Comment 14 Jakub Jelinek 2019-01-18 18:55:46 UTC
I've put logging into tree-ssa-loop-niters.c, looking for when before/after r266171 code would make a difference in the returned value, the only case it triggers on is (all types integer(kind=4) i.e. signed 32-bit integer):
code LE_EXPR
iv0->base 0
iv0->step 0
iv1->base -1
iv1->step 1
every_iteration false
The loop starts with:
  <bb 7> [local count: 8656061039]:
  # n_63 = PHI <0(6), _28(23)>
  _19 = n_63 + -1;
and ends with
  _28 = n_63 + 1;
  if (_28 == 4)
    goto <bb 21>; [12.36%]
  else
    goto <bb 23>; [87.64%]

  <bb 23> [local count: 7582748748]:
  goto <bb 7>; [100.00%]
and besides the exit at the end has also:
  <bb 16> [local count: 3548985018]:
  if (_19 > 0)
    goto <bb 17>; [0.04%]
  else
    goto <bb 28>; [99.96%]
  
  <bb 17> [local count: 1419591]:
  _gfortran_stop_numeric (1, 0);
  
  <bb 18> [local count: 5106238449]:
  if (_19 < 0)
    goto <bb 19>; [0.04%]
  else
    goto <bb 29>; [99.96%]
  
  <bb 29> [local count: 5104195957]:
  goto <bb 20>; [100.00%]
  
  <bb 19> [local count: 2042498]:
  _gfortran_stop_numeric (2, 0);
in the middle, so two other loop exits.  But, neither bb16, nor bb18 are executed every iteration, if they were, then because _19 is -1 in the first iteration would always stop 2 and not iterate further.

We have:
  /* If the test is not executed every iteration, wrapping may make the test
     to pass again.
     TODO: the overflow case can be still used as unreliable estimate of upper
     bound.  But we have no API to pass it down to number of iterations code
     and, at present, it will not use it anyway.  */
  if (!every_iteration
      && (!iv0->no_overflow || !iv1->no_overflow
          || code == NE_EXPR || code == EQ_EXPR))
    return false;
at the start, but that doesn't trigger here, because code is not equality comparison and no_overflow is set on both IVs.  If there would be an overflow, then maybe it would be right to derive number of iterations from that.
But the condition that returns true is that iv0->base code iv1->base is false, if that isn't done in every iteration, it means nothing for the number of iteration analysis.

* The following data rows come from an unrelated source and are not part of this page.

PR #3285, opened 2026-05-13
[codex] docs: update service account role assignment

revmag:
## What changed

- Updated Service Accounts docs to say service accounts can be assigned one or more roles.
- Renamed the step from singular role assignment to role assignment in plural.
- Added least-privilege guidance for assigning only the roles required by the automation or integration.

## Source product PR

SigNoz/signoz#11231

## Validation

- yarn check:docs-metadata
- yarn test:docs-metadata
- yarn check:doc-redirects
- yarn test:doc-redirects
- git diff --check

### DIFF
--- a/data/docs/manage/administrator-guide/iam/service-accounts.mdx
+++ b/data/docs/manage/administrator-guide/iam/service-accounts.mdx
@@ -1,5 +1,5 @@
 ---
-date: 2026-04-15
+date: 2026-05-13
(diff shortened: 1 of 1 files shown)


revmag:
Closing this because the proposed docs change is inaccurate: service accounts cannot currently be assigned multiple roles in the product UI. The source PR was misinterpreted during docs triage.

The following patch works for me:
2019-01-18  Jakub Jelinek  <jakub@redhat.com>

	PR tree-optimization/88044
	* tree-ssa-loop-niter.c (number_of_iterations_cond): If condition
	is false in the first iteration, but !every_iteration, return false
	instead of true with niter->niter zero.

--- gcc/tree-ssa-loop-niter.c.jj	2019-01-10 11:43:02.254577008 +0100
+++ gcc/tree-ssa-loop-niter.c	2019-01-18 19:51:00.245504728 +0100
@@ -1824,6 +1824,8 @@ number_of_iterations_cond (struct loop *
   tree tem = fold_binary (code, boolean_type_node, iv0->base, iv1->base);
   if (tem && integer_zerop (tem))
     {
+      if (!every_iteration)
+	return false;
       niter->niter = build_int_cst (unsigned_type_for (type), 0);
       niter->max = 0;
       return true;
Comment 15 Jakub Jelinek 2019-01-22 09:58:55 UTC
Author: jakub
Date: Tue Jan 22 09:58:23 2019
New Revision: 268143

URL: https://gcc.gnu.org/viewcvs?rev=268143&root=gcc&view=rev
Log:
	PR tree-optimization/88044
	* tree-ssa-loop-niter.c (number_of_iterations_cond): If condition
	is false in the first iteration, but !every_iteration, return false
	instead of true with niter->niter zero.

Modified:
    trunk/gcc/ChangeLog
    trunk/gcc/tree-ssa-loop-niter.c
Comment 16 Jakub Jelinek 2019-01-22 09:59:42 UTC
Fixed.
Comment 17 Christophe Lyon 2019-01-22 14:00:58 UTC
(In reply to Jakub Jelinek from comment #16)
> Fixed.

I confirm the problem I mentioned in #c3 is now fixed. Thanks!